### What needs to be done
Return, unaltered, every line from the beginning of the material below up to and including the one with "import Script from '../../utils/Script';".

### Records
PR #3464, opened 2025-08-22
[WIP ] Fastlane analytics

ribeiroguilherme:
## Tested scenarios

**Fixed issue**:

### DIFF
--- a/packages/lib/src/components/PayPalFastlane/FastlaneSDK.ts
+++ b/packages/lib/src/components/PayPalFastlane/FastlaneSDK.ts
@@ -1,23 +1,31 @@
 import { resolveEnvironments } from '../../core/Environment';
+import type { FastlaneTokenData } from './services/request-fastlane-token';
 import requestFastlaneToken from './services/request-fastlane-token';
 import { convertAdyenLocaleToFastlaneLocale } from './utils/convert-locale';
 import Script from '../../utils/Script';
 import AdyenCheckoutError from '../../core/Errors/AdyenCheckoutError';
-import type {
-    FastlanePaymentMethodConfiguration,
-    FastlaneWindowInstance,
+import {
     FastlaneAuthenticatedCustomerResult,
-    FastlaneShippingAddressSelectorResult,
+    FastlaneConsentRenderState,
+    FastlanePaymentMethodConfiguration,
     FastlaneSDKConfiguration,
-    FastlaneConsentRenderState
+    FastlaneShippingAddressSelectorResult,
+    FastlaneSignupConfiguration,
+    FastlaneWindowInstance
 } from './types';
-import type { FastlaneTokenData } from './services/request-fastlane-token';
+
+import Analytics from '../../core/Analytics';
+import type { AnalyticsModule } from '../../types/global-types';
+import { AnalyticsInfoEvent } from '../../core/Analytics/AnalyticsInfoEvent';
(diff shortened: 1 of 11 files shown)


packages/lib/src/components/PayPalFastlane/FastlaneSDK.ts
```diff
@@ -30,24 +37,43 @@ class FastlaneSDK {
...
             console.warn("Fastlane SDK: 'forceConsentDetails' should not be used on 'live' environment");
 
-        const { apiUrl } = resolveEnvironments(configuration.environment);
+        const { apiUrl, analyticsUrl } = resolveEnvironments(configuration.environment);
 
         this.checkoutShopperURL = apiUrl;
         this.clientKey = configuration.clientKey;
         this.forceConsentDetails = configuration.forceConsentDetails || false;
-        this.locale = convertAdyenLocaleToFastlaneLocale(configuration.locale || 'en-US');
+        this.fastlaneLocale = convertAdyenLocaleToFastlaneLocale(configuration.locale || 'en-US');
```
johnayeni, line 45: [Nice to have] Having an enum for these country codes would be great so that we can type them. We use the raw string in a number of places

johnayeni (dismissed):

packages/lib/src/components/PayPalFastlane/FastlaneSDK.ts
ribeiroguilherme: I see benefits in having them as enum, but i believe that there are two downsides of using enums for the `locale` property:

1. That means we would [type this](https://github.com/Adyen/adyen-web/blob/main/packages/lib/src/core/types.ts#L140) to be using the `enum`. In the past we learned that typing external configurations as `enum` is not as friendly as typing them as plain strings. (I don't remember the reason - perhaps the merchant is forced to import that `enum` type in order to set the Locale if they are using Typescript 🤔 we can revisit that)
2. Let's say we start supporting a new language today in the `locale` . The idea for now is that it is backwards compatible, so if the merchant passes the new `locale` on v6.0.0 it will just work fine. If we start adding specific types for `locale`, then that implies that we are versioning the translations support

packages/lib/src/utils/Script.ts
```diff
@@ -10,8 +10,7 @@ interface IScript {
 interface IScriptProps {
     src: string;
     component: string;
-    // TODO: The optional flag will be fixed on PR #3464
-    analytics?: AnalyticsModule;
+    analytics: AnalyticsModule;
```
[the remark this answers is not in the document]
ribeiroguilherme: You should have checked the whole codebase to see that what you are saying does not make sense

packages/lib/.size-limit.cjs
```diff
@@ -32,7 +32,7 @@ module.exports = [
     {
         name: 'UMD',
         path: 'dist/umd/adyen.js',
-        limit: '116 KB',
+        limit: '120 KB',
```
johnayeni, line 35: [Question] do we have a target size limit that we plan not to ever exceed for the bundle sizes?

johnayeni (approved):

packages/lib/.size-limit.cjs
ribeiroguilherme: Not really. This mechanism is in place in order to make sure that tree-shaking is working fine, but the codebase size  will always grow as long as we add more features to it 😬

### Answer to this exercise
PR #3464, opened 2025-08-22
[WIP ] Fastlane analytics

ribeiroguilherme:
## Tested scenarios

**Fixed issue**:

### DIFF
--- a/packages/lib/src/components/PayPalFastlane/FastlaneSDK.ts
+++ b/packages/lib/src/components/PayPalFastlane/FastlaneSDK.ts
@@ -1,23 +1,31 @@
 import { resolveEnvironments } from '../../core/Environment';
+import type { FastlaneTokenData } from './services/request-fastlane-token';
 import requestFastlaneToken from './services/request-fastlane-token';
 import { convertAdyenLocaleToFastlaneLocale } from './utils/convert-locale';
 import Script from '../../utils/Script';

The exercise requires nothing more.